▶ **TASK DESCRIPTION**
In the records below, count every line that contains the word "opened" and report only the total.

Dataset items:
----------------------------------------

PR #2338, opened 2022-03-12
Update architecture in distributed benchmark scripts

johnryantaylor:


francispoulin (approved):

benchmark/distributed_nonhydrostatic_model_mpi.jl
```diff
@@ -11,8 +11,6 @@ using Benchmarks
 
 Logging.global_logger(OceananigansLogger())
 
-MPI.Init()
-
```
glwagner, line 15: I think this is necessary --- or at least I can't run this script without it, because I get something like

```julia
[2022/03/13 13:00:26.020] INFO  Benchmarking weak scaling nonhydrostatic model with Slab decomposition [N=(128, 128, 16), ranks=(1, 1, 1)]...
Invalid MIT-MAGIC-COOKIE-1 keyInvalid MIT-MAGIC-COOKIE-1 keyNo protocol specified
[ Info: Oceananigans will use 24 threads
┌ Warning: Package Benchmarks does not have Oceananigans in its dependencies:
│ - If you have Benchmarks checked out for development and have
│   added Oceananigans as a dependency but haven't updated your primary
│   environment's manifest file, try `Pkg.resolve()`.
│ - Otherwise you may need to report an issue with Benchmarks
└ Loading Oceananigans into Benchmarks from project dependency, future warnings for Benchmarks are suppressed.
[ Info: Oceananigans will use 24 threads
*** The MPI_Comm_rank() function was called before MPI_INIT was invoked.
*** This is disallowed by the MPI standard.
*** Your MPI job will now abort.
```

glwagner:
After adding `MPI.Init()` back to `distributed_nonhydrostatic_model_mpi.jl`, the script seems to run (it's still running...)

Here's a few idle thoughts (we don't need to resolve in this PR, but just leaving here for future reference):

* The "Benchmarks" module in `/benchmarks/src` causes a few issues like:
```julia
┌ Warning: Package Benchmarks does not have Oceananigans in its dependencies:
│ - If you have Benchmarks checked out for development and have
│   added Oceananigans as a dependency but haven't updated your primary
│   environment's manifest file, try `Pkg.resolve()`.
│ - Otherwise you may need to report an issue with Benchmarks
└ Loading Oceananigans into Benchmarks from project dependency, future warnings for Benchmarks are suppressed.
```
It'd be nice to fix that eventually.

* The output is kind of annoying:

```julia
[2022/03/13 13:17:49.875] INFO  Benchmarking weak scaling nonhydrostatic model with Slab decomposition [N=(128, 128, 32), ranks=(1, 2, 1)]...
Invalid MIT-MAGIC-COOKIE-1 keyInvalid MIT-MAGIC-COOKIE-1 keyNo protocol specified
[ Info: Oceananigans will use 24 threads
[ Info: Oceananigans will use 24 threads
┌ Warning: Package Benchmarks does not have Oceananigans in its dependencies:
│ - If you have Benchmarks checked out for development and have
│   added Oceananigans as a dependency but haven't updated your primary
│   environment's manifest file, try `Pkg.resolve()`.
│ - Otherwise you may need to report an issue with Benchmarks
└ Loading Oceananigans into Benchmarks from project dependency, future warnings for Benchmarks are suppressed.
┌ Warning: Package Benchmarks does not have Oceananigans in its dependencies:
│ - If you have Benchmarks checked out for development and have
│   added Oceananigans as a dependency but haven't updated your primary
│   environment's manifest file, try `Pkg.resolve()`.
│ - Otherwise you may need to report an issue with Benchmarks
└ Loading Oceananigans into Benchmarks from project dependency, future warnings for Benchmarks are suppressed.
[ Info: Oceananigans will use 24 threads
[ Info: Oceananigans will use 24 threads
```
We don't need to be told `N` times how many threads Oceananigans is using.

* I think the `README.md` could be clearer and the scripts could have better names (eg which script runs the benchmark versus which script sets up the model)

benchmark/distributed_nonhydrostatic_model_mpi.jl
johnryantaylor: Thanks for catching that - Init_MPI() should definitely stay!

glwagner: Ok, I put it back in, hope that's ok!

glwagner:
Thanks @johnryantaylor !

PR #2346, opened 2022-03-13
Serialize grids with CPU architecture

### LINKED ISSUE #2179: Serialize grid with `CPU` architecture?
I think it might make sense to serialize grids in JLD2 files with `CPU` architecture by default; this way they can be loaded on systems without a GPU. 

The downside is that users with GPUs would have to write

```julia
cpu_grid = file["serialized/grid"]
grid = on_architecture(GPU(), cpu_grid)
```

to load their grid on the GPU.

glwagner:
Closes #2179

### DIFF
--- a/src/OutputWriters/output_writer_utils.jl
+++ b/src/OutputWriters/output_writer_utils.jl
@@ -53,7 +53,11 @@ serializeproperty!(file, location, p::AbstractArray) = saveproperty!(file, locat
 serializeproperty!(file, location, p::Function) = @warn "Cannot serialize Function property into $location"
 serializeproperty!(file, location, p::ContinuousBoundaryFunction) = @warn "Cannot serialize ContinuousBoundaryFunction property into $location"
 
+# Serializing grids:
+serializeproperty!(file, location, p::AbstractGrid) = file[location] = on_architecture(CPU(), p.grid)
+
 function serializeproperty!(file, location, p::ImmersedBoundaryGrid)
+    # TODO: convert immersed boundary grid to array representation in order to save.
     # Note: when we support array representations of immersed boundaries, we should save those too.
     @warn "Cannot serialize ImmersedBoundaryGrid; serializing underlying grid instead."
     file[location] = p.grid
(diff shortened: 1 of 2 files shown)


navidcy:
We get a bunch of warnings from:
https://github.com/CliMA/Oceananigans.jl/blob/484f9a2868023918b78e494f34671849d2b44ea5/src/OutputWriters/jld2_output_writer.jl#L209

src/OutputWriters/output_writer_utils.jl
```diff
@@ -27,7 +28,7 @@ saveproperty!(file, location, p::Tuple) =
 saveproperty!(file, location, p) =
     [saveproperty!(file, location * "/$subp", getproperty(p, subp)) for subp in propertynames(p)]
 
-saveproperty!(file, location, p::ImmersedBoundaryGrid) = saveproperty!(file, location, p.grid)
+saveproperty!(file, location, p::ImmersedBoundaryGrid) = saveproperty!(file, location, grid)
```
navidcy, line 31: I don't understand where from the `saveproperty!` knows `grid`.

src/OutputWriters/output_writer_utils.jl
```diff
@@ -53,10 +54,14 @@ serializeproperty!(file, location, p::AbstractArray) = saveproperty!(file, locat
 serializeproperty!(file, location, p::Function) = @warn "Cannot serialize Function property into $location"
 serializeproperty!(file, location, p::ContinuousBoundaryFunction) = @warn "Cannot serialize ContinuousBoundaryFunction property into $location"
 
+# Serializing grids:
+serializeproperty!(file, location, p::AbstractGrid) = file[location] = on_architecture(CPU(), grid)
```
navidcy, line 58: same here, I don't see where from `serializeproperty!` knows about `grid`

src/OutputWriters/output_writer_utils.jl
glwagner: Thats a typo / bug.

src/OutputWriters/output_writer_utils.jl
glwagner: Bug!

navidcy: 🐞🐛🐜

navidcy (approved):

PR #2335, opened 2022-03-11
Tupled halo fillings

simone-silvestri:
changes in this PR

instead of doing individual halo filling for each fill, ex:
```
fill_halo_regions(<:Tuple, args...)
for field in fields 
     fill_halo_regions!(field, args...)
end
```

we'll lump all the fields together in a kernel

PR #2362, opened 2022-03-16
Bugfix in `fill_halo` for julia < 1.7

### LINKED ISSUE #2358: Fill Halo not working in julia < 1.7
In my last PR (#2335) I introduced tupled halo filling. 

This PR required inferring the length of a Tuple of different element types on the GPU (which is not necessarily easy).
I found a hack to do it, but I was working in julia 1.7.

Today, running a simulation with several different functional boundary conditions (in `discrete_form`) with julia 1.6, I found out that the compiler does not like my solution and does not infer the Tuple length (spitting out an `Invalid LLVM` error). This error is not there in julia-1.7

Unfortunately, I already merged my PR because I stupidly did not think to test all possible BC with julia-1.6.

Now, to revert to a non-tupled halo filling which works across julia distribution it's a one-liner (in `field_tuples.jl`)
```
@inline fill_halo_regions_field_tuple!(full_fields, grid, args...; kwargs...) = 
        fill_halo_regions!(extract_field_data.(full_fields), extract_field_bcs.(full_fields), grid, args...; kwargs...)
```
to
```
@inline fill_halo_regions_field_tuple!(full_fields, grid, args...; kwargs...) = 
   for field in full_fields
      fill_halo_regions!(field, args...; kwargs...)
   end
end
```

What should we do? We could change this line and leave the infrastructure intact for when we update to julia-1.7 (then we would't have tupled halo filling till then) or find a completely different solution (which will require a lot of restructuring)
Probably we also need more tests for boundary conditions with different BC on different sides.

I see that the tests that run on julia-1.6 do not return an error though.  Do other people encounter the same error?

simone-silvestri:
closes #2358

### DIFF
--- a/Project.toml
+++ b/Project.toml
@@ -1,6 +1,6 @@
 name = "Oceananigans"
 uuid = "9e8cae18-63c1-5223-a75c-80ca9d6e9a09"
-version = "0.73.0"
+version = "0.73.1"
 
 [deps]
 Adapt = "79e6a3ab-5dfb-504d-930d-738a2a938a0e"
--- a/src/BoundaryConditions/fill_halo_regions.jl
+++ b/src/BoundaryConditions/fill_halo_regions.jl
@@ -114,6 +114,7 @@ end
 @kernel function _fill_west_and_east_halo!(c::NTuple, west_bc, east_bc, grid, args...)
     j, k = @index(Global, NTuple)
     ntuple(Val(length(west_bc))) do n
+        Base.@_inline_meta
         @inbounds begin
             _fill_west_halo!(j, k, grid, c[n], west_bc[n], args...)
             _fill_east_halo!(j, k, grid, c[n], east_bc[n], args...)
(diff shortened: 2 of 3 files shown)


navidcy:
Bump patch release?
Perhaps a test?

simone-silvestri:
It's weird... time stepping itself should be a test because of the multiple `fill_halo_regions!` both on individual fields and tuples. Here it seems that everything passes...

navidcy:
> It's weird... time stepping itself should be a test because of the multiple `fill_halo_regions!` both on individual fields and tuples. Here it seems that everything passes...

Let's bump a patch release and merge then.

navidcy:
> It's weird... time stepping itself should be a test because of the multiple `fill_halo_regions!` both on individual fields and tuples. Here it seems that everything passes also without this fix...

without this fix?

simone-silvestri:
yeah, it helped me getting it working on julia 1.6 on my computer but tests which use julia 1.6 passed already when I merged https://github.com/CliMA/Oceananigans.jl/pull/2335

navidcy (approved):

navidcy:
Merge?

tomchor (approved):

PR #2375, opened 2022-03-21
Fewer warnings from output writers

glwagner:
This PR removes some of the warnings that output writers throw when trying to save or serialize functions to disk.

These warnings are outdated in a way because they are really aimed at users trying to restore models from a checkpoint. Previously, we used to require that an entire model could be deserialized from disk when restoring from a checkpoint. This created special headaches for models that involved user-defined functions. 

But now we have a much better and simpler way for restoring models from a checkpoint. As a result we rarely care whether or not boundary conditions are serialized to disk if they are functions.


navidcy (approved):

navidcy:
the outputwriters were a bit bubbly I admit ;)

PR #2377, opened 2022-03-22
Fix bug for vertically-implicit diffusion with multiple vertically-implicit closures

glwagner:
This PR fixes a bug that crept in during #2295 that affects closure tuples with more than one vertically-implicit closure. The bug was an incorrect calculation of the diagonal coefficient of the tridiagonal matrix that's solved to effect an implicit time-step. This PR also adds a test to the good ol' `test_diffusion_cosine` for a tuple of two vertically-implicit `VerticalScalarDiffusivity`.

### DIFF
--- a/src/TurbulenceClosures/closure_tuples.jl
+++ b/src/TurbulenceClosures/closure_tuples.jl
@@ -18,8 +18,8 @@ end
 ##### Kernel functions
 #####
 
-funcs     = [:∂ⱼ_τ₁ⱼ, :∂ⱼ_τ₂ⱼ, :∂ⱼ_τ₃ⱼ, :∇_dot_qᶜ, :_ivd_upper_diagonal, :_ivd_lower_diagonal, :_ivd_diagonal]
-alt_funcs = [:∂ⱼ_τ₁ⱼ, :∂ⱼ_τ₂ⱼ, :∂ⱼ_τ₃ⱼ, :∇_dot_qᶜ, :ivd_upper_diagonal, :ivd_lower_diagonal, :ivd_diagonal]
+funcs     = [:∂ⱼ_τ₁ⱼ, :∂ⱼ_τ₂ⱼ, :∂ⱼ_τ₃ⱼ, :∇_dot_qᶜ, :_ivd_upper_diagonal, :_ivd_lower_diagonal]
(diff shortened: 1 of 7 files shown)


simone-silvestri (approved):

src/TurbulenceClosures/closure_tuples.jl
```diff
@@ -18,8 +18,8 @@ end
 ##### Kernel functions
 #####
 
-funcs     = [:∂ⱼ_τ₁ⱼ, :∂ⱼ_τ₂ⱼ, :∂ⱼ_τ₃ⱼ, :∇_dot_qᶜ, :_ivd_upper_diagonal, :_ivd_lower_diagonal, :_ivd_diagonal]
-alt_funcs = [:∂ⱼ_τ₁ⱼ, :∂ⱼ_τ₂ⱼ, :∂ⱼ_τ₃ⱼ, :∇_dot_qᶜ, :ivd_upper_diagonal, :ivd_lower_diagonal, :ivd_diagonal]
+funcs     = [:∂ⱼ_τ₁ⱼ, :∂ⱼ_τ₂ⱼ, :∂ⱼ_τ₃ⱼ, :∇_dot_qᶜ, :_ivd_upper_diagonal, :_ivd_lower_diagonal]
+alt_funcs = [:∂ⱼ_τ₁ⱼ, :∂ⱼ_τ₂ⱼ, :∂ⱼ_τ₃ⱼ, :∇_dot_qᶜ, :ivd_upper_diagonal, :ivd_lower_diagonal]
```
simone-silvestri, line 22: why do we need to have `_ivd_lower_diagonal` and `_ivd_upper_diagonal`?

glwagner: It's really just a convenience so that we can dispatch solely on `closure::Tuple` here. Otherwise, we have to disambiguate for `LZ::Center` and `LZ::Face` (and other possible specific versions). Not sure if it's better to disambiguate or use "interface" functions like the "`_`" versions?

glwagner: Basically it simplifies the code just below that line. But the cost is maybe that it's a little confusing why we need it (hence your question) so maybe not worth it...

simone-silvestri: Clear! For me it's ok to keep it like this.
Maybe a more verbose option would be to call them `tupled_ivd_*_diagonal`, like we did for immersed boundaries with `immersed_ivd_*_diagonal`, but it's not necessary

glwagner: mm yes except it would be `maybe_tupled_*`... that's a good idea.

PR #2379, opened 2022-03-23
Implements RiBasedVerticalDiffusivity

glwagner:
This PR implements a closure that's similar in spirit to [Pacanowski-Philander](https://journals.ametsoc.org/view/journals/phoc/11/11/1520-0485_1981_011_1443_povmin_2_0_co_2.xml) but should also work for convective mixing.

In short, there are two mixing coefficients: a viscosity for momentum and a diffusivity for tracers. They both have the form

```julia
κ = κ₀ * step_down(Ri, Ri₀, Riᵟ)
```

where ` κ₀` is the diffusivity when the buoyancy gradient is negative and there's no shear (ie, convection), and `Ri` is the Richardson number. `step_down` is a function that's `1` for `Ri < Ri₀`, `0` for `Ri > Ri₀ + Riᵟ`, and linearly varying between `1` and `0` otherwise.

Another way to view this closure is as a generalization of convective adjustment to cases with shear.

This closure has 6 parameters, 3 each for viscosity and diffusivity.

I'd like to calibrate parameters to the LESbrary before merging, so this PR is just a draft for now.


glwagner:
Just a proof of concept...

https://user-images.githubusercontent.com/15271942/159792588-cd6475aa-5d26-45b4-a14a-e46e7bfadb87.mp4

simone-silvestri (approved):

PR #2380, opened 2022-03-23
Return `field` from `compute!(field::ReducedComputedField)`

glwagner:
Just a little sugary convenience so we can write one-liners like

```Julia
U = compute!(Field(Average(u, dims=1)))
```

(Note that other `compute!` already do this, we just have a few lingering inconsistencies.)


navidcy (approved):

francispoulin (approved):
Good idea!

----------------------------------------

▶ **SOLUTION**
8